● The records:
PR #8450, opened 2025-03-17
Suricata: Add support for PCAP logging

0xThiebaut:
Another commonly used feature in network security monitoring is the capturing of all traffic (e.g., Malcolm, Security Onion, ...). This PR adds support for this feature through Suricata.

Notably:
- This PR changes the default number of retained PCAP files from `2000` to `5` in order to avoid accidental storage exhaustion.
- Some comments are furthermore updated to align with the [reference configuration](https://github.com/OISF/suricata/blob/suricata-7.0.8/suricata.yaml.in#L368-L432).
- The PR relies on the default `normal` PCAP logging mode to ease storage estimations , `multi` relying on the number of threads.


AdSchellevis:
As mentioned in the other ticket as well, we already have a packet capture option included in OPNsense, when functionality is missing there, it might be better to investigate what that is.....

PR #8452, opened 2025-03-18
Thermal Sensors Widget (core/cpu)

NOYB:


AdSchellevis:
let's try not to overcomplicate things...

==

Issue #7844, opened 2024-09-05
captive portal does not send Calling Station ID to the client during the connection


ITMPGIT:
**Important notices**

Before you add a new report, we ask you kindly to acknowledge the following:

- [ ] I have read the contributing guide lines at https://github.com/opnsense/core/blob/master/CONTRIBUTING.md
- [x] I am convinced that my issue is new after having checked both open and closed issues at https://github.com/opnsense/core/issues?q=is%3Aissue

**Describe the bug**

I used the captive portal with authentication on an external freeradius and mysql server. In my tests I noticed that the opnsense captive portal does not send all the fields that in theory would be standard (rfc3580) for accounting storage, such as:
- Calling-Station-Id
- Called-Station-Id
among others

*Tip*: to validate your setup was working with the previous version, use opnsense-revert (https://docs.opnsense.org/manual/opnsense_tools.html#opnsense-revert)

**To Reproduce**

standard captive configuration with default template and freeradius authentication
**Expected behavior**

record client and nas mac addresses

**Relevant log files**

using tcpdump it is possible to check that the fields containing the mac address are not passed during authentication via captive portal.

● Brief: Copy out all lines of the listing above that include "fields".

● Completed task:
I used the captive portal with authentication on an external freeradius and mysql server. In my tests I noticed that the opnsense captive portal does not send all the fields that in theory would be standard (rfc3580) for accounting storage, such as:
using tcpdump it is possible to check that the fields containing the mac address are not passed during authentication via captive portal.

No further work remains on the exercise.